EXERCISE PROMPT: Scan the entries below and return each line that contains "client".

Top of RECORDS PROVIDED

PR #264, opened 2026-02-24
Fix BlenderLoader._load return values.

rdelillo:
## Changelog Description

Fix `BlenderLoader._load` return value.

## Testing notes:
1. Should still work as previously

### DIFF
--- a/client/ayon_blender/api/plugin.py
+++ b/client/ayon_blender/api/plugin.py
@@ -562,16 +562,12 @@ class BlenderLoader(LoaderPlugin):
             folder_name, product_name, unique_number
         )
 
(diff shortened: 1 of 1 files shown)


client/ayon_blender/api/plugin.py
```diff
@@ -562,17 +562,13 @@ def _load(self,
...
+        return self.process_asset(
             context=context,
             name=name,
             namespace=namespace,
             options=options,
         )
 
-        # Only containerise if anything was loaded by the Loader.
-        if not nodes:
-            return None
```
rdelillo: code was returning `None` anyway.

Bottom of RECORDS PROVIDED

RESULT FOR THIS EXERCISE:
--- a/client/ayon_blender/api/plugin.py
+++ b/client/ayon_blender/api/plugin.py
client/ayon_blender/api/plugin.py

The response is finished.